Выяснилось, что фрау Врангель предупредили соседи и добрые подруги.
— Добрые подруги! — воскликнула Труус. — Это мне знакомо. Соседи тоже! Они получают огромное удовольствие от возможности посплетничать и кого-нибудь расстроить. Настоящих доказательств вам эти бабы, конечно, не дали, а?
— Нет… они только болтали… Одна что-то видела и слышала… другая еще что-то…

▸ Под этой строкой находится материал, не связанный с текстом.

PR #4389, opened 2018-02-19
WiFiClient: don’t destroy ClientContext on ::stop

igrr:
Reported in https://github.com/esp8266/Arduino/issues/4078.

WiFiClient::stopAll, called from a WiFi disconnected event handler,
could be called while WiFiClient::connect was in progress. This issue
was initially fixed in #4194, by testing `this` pointer for being
non-null in ClientContext::connect.

This change delegates deletion of ClientContext to WiFiClient
destructor. WiFiClient::stop only calls ClientContext::stop, which
closes/aborts the connection.

### DIFF
--- a/libraries/ESP8266WiFi/src/WiFiClient.cpp
+++ b/libraries/ESP8266WiFi/src/WiFiClient.cpp
@@ -272,8 +272,7 @@ void WiFiClient::stop()
     if (!_client)
         return;
 
-    _client->unref();
-    _client = 0;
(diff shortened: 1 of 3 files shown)


igrr:
@d-a-v This is the solution I mentioned in https://github.com/esp8266/Arduino/pull/4197, please have a look.

igrr:
Updated the PR to remove `if(this != 0)` check in `ClientContext::unref`.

— Вот видите, фрау Врангель! Никаких доказательств! Ваш муж всегда хорошо к вам относился, вы же сами часто говорили мне об этом. С завода он всегда сразу же шел домой, даже по пятницам не просиживал целыми часами, как другие, в кабаках. Каждую субботу вы ходили в парикмахерскую, а он выводил вас пообедать.
— Все это так, но…
— Но что? Он всего этого больше не делает?
— Нет, все еще делает…
— Фрау Врангель, я не знаю вашего мужа! Но вы так много мне о нем рассказывали… это в высшей степени приличный человек! Может быть, какая-нибудь добрая подруга или соседка имеет на него виды? Не обращайте внимания на болтовню. Будьте и вы по-прежнему внимательны к нему. Лучше всего, если вы расскажете ему обо всем, что вам говорят, — это очень эффективно с психологической точки зрения. И посмотрите внимательно, как он отреагирует. На это и ориентируйтесь!
У уборщицы отлегло от сердца:
— Я так и сделаю, госпожа доктор, вы абсолютно правы. Эти бабы, они только завидуют, потому что Макс порядочный мужик и так хорошо ко мне относится! Я поговорю с ним. А завтра я вам расскажу, как все было. Можно?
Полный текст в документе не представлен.